**What to produce**
Only lines containing the word "easier" belong in the answer; copy each one from the records.

╭─ Data shown

PR #227, opened 2025-04-07
feat: add updated checkbox component

serikjensen:
This PR
* Creates a dedicated Checkbox component separated from React Hook Form
* Creates a CheckboxField component that is hooked up to React Hook Form
* Creates a HorizontalFieldLayout component to handle layout concerns for checkbox, switch, and radio
* Breaks out the common description and error message ui pieces and centralizes them so they are shared between field layout components
* Centralizes the id logic for associating label, error message, and description so it is consistent across components

## Proof of functionality
Examples of all components in ladle

https://github.com/user-attachments/assets/aa7fc293-5177-4fbf-8c03-1dd0f0f01984

https://github.com/user-attachments/assets/4aa44da1-1122-4179-9459-b01f04938d8b

### DIFF
--- a/src/components/Common/Fields/CheckboxField/CheckboxField.stories.tsx
+++ b/src/components/Common/Fields/CheckboxField/CheckboxField.stories.tsx
@@ -1,0 +1,66 @@
+import type { Story } from '@ladle/react'
+import { FormProvider, useForm } from 'react-hook-form'
+import { CheckboxField } from './CheckboxField'
+
+interface FormWrapperProps {
+  children: React.ReactNode
+  defaultValues?: {
+    acceptTerms?: boolean
+    subscribeNewsletter?: boolean
+    enableNotifications?: boolean
+  }
+}
+
+const FormWrapper = ({ children, defaultValues = {} }: FormWrapperProps) => {
+  const methods = useForm({
+    defaultValues: {
+      acceptTerms: defaultValues.acceptTerms ?? false,
+      subscribeNewsletter: defaultValues.subscribeNewsletter ?? false,
+      enableNotifications: defaultValues.enableNotifications ?? false,
+    },
+    mode: 'onTouched',
+  })
+
+  return (
+    <FormProvider {...methods}>
+      <form onSubmit={methods.handleSubmit(() => {})}>{children}</form>
+    </FormProvider>
+  )
+}
+
+export const Default: Story = () => (
+  <FormWrapper>
+    <CheckboxField label="Accept Terms and Conditions" name="acceptTerms" />
+  </FormWrapper>
+)
+
+export const Required: Story = () => {
+  return (
+    <FormWrapper>
+      <CheckboxField
+        label="Accept Terms and Conditions"
+        name="acceptTerms"
+        isRequired
+        errorMessage="You must accept the terms"
+      />
+      <br />
+      <button type="submit">Submit</button>
+    </FormWrapper>
+  )
+}
+
+export const WithDefaultValues: Story = () => {
+  return (
+    <FormWrapper
+      defaultValues={{
+        acceptTerms: true,
+        subscribeNewsletter: false,
+        enableNotifications: true,
+      }}
+    >
+      <CheckboxField label="Accept Terms and Conditions" name="acceptTerms" />
+      <CheckboxField label="Subscribe to Newsletter" name="subscribeNewsletter" />
+      <CheckboxField label="Enable Push Notifications" name="enableNotifications" />
+    </FormWrapper>
+  )
+}
--- a/src/components/Common/UI/Checkbox/Checkbox.module.scss
+++ b/src/components/Common/UI/Checkbox/Checkbox.module.scss
@@ -1,0 +1,69 @@
+.checkboxWrapper {
+  width: toRem(20);
+  height: toRem(20);
+  position: relative;
+  display: flex;
+  align-items: center;
+  justify-content: center;
+}
+
+.checkbox {
+  display: flex;
+  align-items: center;
+  justify-content: center;
+  width: 100%;
+  height: 100%;
+  border: var(--g-checkbox-borderWidth) solid var(--g-checkbox-borderColor);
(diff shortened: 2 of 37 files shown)


src/components/Common/UI/hooks/useFieldIds.ts
```diff
@@ -0,0 +1,22 @@
...
+  const generatedErrorMessageId = useId()
+
+  const inputId = providedInputId || generatedInputId
+  const errorMessageId = providedErrorMessageId || generatedErrorMessageId
+
+  return {
+    inputId,
+    errorMessageId,
+  }
+}
```
serikjensen, line 22: Hook for centralizing some common logic around id generation

src/components/Common/UI/Checkbox/Checkbox.module.scss
```diff
@@ -0,0 +1,61 @@
...
+
+.checkbox {
+  display: flex;
+  align-items: center;
+  justify-content: center;
+  width: 100%;
+  height: 100%;
+  border: var(--g-checkbox-borderWidth) solid var(--g-checkbox-borderColor);
+  border-radius: var(--g-checkbox-radius);
+  transition: all 200ms;
```
dmortal, line 18: nit: we should probably have transition timings in global var or mixin for consistency

dmortal: possibly in theme?

src/components/Common/UI/Checkbox/Checkbox.tsx
```diff
@@ -0,0 +1,86 @@
...
+  type SharedHorizontalFieldLayoutProps,
+} from '../HorizontalFieldLayout'
+import styles from './Checkbox.module.scss'
+import IconChecked from '@/assets/icons/checkbox.svg?react'
+
+export interface CheckboxProps
+  extends SharedHorizontalFieldLayoutProps,
+    Pick<
+      InputHTMLAttributes<HTMLInputElement>,
+      'name' | 'id' | 'className' | 'onChange' | 'onBlur' | 'checked' | 'value'
```
dmortal, line 15: looks like we need top level type with common props like `className`?

src/components/Common/UI/hooks/useFieldIds.ts
```diff
@@ -0,0 +1,34 @@
...
+
+export function useFieldIds({
+  inputId: providedInputId,
+  errorMessage,
+  errorMessageId: providedErrorMessageId,
+  description,
+  descriptionId: providedDescriptionId,
+}: UseFieldIdsProps) {
+  const generatedInputId = useId()
```
dmortal, line 18: I wonder if all of the ids of a field and it's components should use prefixes instead of separate hashes for easier debugging? https://react.dev/reference/react/useId#generating-ids-for-several-related-elements

dmortal (approved):

src/components/Common/UI/hooks/useFieldIds.ts
serikjensen: Agreed! will update!

src/components/Common/UI/Checkbox/Checkbox.module.scss
serikjensen: yeah +1 i can get a var going

src/components/Common/UI/Checkbox/Checkbox.tsx
serikjensen: yeah my thought here is that we can just implement what each component needs for now and then we can see what can be centralized into a common interface after we roll out the adapter pattern. it'll be easier to see the things in common once we have them all implemented

src/components/Common/Fields/CheckboxField/CheckboxField.stories.tsx
```diff
@@ -0,0 +1,66 @@
...
+import { CheckboxField } from './CheckboxField'
+
+interface FormWrapperProps {
+  children: React.ReactNode
+  defaultValues?: {
+    acceptTerms?: boolean
+    subscribeNewsletter?: boolean
+    enableNotifications?: boolean
+  }
+}
```
jeffredodd, line 12: Can we get some actions in here so we can validate the field is working from within ladle? Take a look how I did SelectField stories. This was a callout from @scally and I think it makes a big difference for usability.

src/components/Common/Fields/CheckboxField/CheckboxField.stories.tsx
```diff
@@ -0,0 +1,66 @@
...
+  return (
+    <FormWrapper>
+      <CheckboxField
+        label="Accept Terms and Conditions"
+        name="acceptTerms"
+        isRequired
+        errorMessage="You must accept the terms"
+      />
+      <br />
+      <button type="submit">Submit</button>
```
jeffredodd, line 47: Maybe this submit does what I called out above IRT actions in ladle

src/components/Common/UI/Checkbox/Checkbox.stories.tsx
```diff
@@ -0,0 +1,80 @@
...
+
+export const Default: Story = () => {
+  const [checked, setChecked] = useState(false)
+  return (
+    <Checkbox
+      label="Accept terms and conditions"
+      name="terms"
+      checked={checked}
+      onChange={event => {
+        setChecked(event.target.checked)
```
jeffredodd, line 13: I think another opportunity to use ladle actions here for a better demo experience.

jeffredodd (commented):
Just some small comments

src/components/Common/UI/Checkbox/Checkbox.stories.tsx
serikjensen: Yeah i agree! thinking since this has already gotten quite substantial in size i can create a dedicated follow up? that would be a ticket involving unifying the form wrapper and actions for ease of implementing field stories (since we're going to need to keep rolling these out)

╰─

**Exercise result**
dmortal, line 18: I wonder if all of the ids of a field and it's components should use prefixes instead of separate hashes for easier debugging? https://react.dev/reference/react/useId#generating-ids-for-several-related-elements
serikjensen: yeah my thought here is that we can just implement what each component needs for now and then we can see what can be centralized into a common interface after we roll out the adapter pattern. it'll be easier to see the things in common once we have them all implemented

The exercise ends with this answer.